### SUPPLIED RECORDS

Issue #5078, opened 2023-11-23
Billing Center v2


ignapas:
# Overview
**Second iteration** of the Billing Center. After the first version has been tested and deployed, there are a number of possible improvements to the user experience and the overall look.

## General improvements
* Amount of credits is shown for the wallet selected as in use.
* Placeholder text must be removed or made useful
![image](https://github.com/ITISFoundation/osparc-simcore/assets/4764217/0c3aff28-2ddf-490e-848e-7de503819504)

# Sections
The billing center is divided into four different main sections: Credit accoutns, Payment methods, Activity and Transactions

## Wallets
The user has a personal wallet and the wallets that other users might have shared with him.
The user can only recharge his own personal wallet. Optionally, the user can enable the auto-recharge function for his personal wallet.

### Wallet list (Credit Accounts section)
* **Primary / secondary** selection becomes **Default / Not default**. This is what determines which wallet is used by default when running a study.
  * The list of wallets gets a column header that says "Default Wallet / Account"
  * The switch becomes a radio button

### Buy credits
Adds credits to the personal wallet.
![image](https://github.com/ITISFoundation/osparc-simcore/assets/4764217/d8ed66f3-395a-4d86-a0e4-abb2e44b670a)
Can be done in one or two steps, depending on whether the user has already saved a payment method. If a payment method exists and is selected, it will be charged after the user clicks on **Buy credits**. If not, there will be a second screen to enter credit card details and the option to save that payment method.

#### Select payment method
The payment method is selected by the user using a Select widget.
* If there are no saved payment methods
  * The widget is disabled
  * Above the widget there is a label "There are no saved payment methods yet"
  * The option "Enter card details in the next step" is selected
* If there are payment methods saved
  * The widget is enabled
  * A payment method is selected by default (preferably the one that was last used)
  * The option "Enter card details in the next step" is still available

### Autorecharge
When the amount of credits of the personal wallet moves below a certain quantity, the system automatically recharges that wallet.
* Even if he is not allowed to edit it, this low threshold amount should be known by the user
* It is linked to a saved payment method. This needs to be made clear to the user. With no payment methods, autorecharge cannot work.

## Activity & Transactions
Two different sections for tracking the usage of credits and the transactions adding credits to the user's wallet. Currently there are three related sections: **Activity, Usage and Transactions**: the will become only two. **Transactions** will list the USD payments where the user spends dollars for credits and **Activity** will list the usage of credits for computation time.

[...]

PR #5223, opened 2024-01-09
✨ Is922/add order by/filtering to billing endpoint

matusdrobuliak66:
## What do these changes do?
- ✨ Introducing `filters` and `order_by` query parameters (concept can be reused also for other listing endpoints)
image

- ♻️ Replaced listing service runs/usages endpoint in Resource Usage Tracker with **RPC**
- 🐛 Removed currently unused and wrongly defined body parameters in list projects endpoint 

Next steps: Export CSV functionality

## Related issue/s
- relates https://github.com/ITISFoundation/osparc-simcore/issues/5078 
- backend part of https://github.com/ITISFoundation/osparc-simcore/pull/5198 
- - closes https://github.com/ITISFoundation/osparc-issues/issues/1214

## Dev Checklist


packages/models-library/src/models_library/rest_ordering.py
```diff
@@ -0,0 +1,18 @@
...
+
+class OrderDirection(str, Enum):
+    ASC = "asc"
+    DESC = "desc"
+
+
+class OrderBy(BaseModel):
+    """inspired by Google AIP https://google.aip.dev/132#ordering"""
+
+    field: str
```
pcrespov, line 14: MIONR: user `IDStr` or simply add constraints to avoid that the string is never empty and is bounded! (good security practice)

pcrespov (approved):
Very nice!

packages/models-library/src/models_library/resource_tracker.py
```diff
@@ -85,3 +87,47 @@ class PricingAndHardwareInfoTuple(NamedTuple):
...
     pricing_plan_id: PricingPlanId
     pricing_unit_id: PricingUnitId
+
+
+# Filtering for listing service runs/usages
+
+
+class StartedAt(BaseModel):
+    from_: datetime | None = Field(None, alias="from")
+    until: datetime | None = Field(None)
```
GitHK, line 97: TIP: thse could also be more redable
```suggestion
    date_from: datetime | None = Field(None, alias="from")
    date_to: datetime | None = Field(None)
```

GitHK (approved):
👍

api/specs/web-server/_resource_usage.py
```diff
@@ -43,15 +45,29 @@
...
+        Json | None,
+        Query(
+            description="Order by field (started_at|stopped_at|credit_cost) and direction (asc|desc). The default sorting order is ascending.",
+            example='{"field": "started_at", "direction": "desc"}',
+        ),
+    ] = None,
+    filters: Annotated[
+        Json | None,
+        Query(
+            description="Filters to process on the resource usages list, encoded as JSON. Currently supports the filtering of 'started_at' field with 'from' and 'until' parameters in <yyyy-mm-dd> UTC format. The date range specidied is inclusive.",
```
sanderegg, line 58: UTC stands for times, not for dates. I think what you mean is ISO 8601 format [https://en.wikipedia.org/wiki/ISO_8601](https://en.wikipedia.org/wiki/ISO_8601)
unless you can also add times? but anyway please adjust the documentation.

packages/pytest-simcore/src/pytest_simcore/helpers/utils_assert.py
```diff
@@ -63,7 +63,7 @@ async def assert_error(
 def do_assert_error(
     data,
     error,
-    expected_cls: type[HTTPException],
+    expected_cls: type[HTTPException],  # pylint: disable=unused-argument
```
sanderegg, line 66: instead of disabling pylint errors, you can ```assert expected_cls``` in the code and you are done.

packages/service-library/src/servicelib/rabbitmq/rpc_interfaces/resource_usage_tracker/service_runs.py
```diff
@@ -0,0 +1,53 @@
...
+)
+from models_library.products import ProductName
+from models_library.rabbitmq_basic_types import RPCMethodName
+from models_library.resource_tracker import ServiceResourceUsagesFilters
+from models_library.rest_ordering import OrderBy
+from models_library.users import UserID
+from models_library.wallets import WalletID
+from pydantic import NonNegativeInt, parse_obj_as
+from servicelib.logging_utils import log_decorator
+from servicelib.rabbitmq import RabbitMQRPCClient
```
sanderegg, line 18: these 2 should be relative. I think that also usually fixes incompatibilities between Ruff and isort

services/resource-usage-tracker/src/simcore_service_resource_usage_tracker/api/rest/_health.py
```diff
@@ -7,7 +7,7 @@
 from models_library.errors import RABBITMQ_CLIENT_UNHEALTHY_MSG
 from servicelib.rabbitmq import RabbitMQClient
 
-from ..modules.rabbitmq import get_rabbitmq_client_from_request
+from ...modules.rabbitmq import get_rabbitmq_client_from_request
```
sanderegg, line 10: just a thought but, at some point here you should also check that access to redis/postgres works.

services/resource-usage-tracker/src/simcore_service_resource_usage_tracker/api/rpc/_resource_tracker.py
```diff
@@ -0,0 +1,42 @@
...
+from servicelib.rabbitmq import RPCRouter
+
+from ...core.errors import CustomResourceUsageTrackerError
+from ...modules.db.repositories.resource_tracker import ResourceTrackerRepository
+from ...services.resource_tracker_service_runs import list_service_runs
+
+router = RPCRouter()
+
+
+@router.expose(reraise_if_error_type=(CustomResourceUsageTrackerError,))
```
sanderegg, line 19: could you maybe double check this with @pcrespov?
If I understand this correctly that means that all errors are transformed into RPCServerError but CustomResourceUsageTrackerError which is transmitted to the client.
As far as I can see in your code here, CustomResourceUsageTrackerError is a class that exists only in resource-usage-trackerr service right? that means the RPC client will receive the error and cannot decode it.
Normally these kind of errors I would expect to be in a common package between the server and the client.

services/resource-usage-tracker/tests/unit/with_dbs/test_api_resource_tracker_service_runs__list_billable.py
```diff
@@ -76,14 +104,97 @@ async def test_list_service_runs_which_was_billed(
...
-    assert len(data["items"]) == 1
-    assert data["total"] == 1
+    assert len(data["items"]) == 2
+    assert data["total"] == 2
 
     assert data["items"][0]["credit_cost"] < 0
     assert data["items"][0]["transaction_status"] in list(CreditTransactionStatus)
+
+
+@pytest.mark.rpc_test()
```
sanderegg, line 119: what does this marking do? I can't find anything related to it in the code

services/web/server/tests/unit/with_dbs/03/resource_usage/test_usage_services__list.py
```diff
@@ -137,5 +130,147 @@ async def test_list_service_usage(
...
+        .with_query(order_by=json.dumps(_filter))
+    )
+    resp = await client.get(f"{url}")
+    _, error = await assert_status(resp, web.HTTPUnprocessableEntity)
+    assert mock_list_usage_services.called
+    assert error["status"] == web.HTTPUnprocessableEntity.status_code
+    assert error["errors"][0]["message"].startswith("field required")
+
+
+@pytest.mark.parametrize("user_role", [(UserRole.USER)])
```
sanderegg, line 239: Question: do you anywhere test what happens with the different user roles? e.g. anynymous, guest, user, admin ?
basically if there are restrictions and you do not check the different roles anywhere then this is completely untested.

sanderegg (changes requested):
This looks great, but please check the issue raised in the comment about transmitting an unknown error class to the RPC client, thanks

api/specs/web-server/_resource_usage.py
matusdrobuliak66: Oh, I didn't realize that you're right! Thanks

services/resource-usage-tracker/src/simcore_service_resource_usage_tracker/api/rest/_health.py
matusdrobuliak66: Yes valid point, mainly postgres I think Redis is not a crucial application for RUT. I will add a note in the code for now.

services/resource-usage-tracker/src/simcore_service_resource_usage_tracker/api/rpc/_resource_tracker.py
matusdrobuliak66: Yes, good catch! I have added this in my last commits so it is true I do not have a test for that may be the error propagation is not working properly, I will add a test and fix that :+1:

services/resource-usage-tracker/tests/unit/with_dbs/test_api_resource_tracker_service_runs__list_billable.py
matusdrobuliak66: It is just a helper mark for me, as of now RUT supports both RPC and HTTP listing endpoint I have redid one-to-one the HTTP tests from above with RPC endpoint.  At some point I might remove the HTTP listing and I will leave only RPC so I have marked them for my convenient.

services/resource-usage-tracker/src/simcore_service_resource_usage_tracker/api/rpc/_resource_tracker.py
pcrespov: Yes. I missed thisone. I wonder how could we make this safer and not wait until we have the exception to find out

services/web/server/tests/unit/with_dbs/03/resource_usage/test_usage_services__list.py
matusdrobuliak66: Valid point, I have added a test for that, thanks.

services/resource-usage-tracker/src/simcore_service_resource_usage_tracker/api/rpc/_resource_tracker.py
matusdrobuliak66: done

bisgaard-itis (approved):
Very cool! Thanks a lot

sanderegg (approved):
thanks!

api/specs/web-server/_resource_usage.py
```diff
@@ -43,15 +45,29 @@
...
+        Json | None,
+        Query(
+            description="Order by field (started_at|stopped_at|credit_cost) and direction (asc|desc). The default sorting order is ascending.",
+            example='{"field": "started_at", "direction": "desc"}',
+        ),
+    ] = None,
+    filters: Annotated[
+        Json | None,
+        Query(
+            description="Filters to process on the resource usages list, encoded as JSON. Currently supports the filtering of 'started_at' field with 'from' and 'until' parameters in <yyyy-mm-dd> ISO 8601 format. The date range specified is inclusive.",
```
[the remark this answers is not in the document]
matusdrobuliak66: In the description there is: "Currently supports the filtering of 'started_at' field with 'from' and 'until' parameters" with example is provided :+1:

######

TASK INSTRUCTIONS :: Out of the material above, gather each line where "other" appears.

WRITTEN ANSWER ::
The user has a personal wallet and the wallets that other users might have shared with him.
- ✨ Introducing `filters` and `order_by` query parameters (concept can be reused also for other listing endpoints)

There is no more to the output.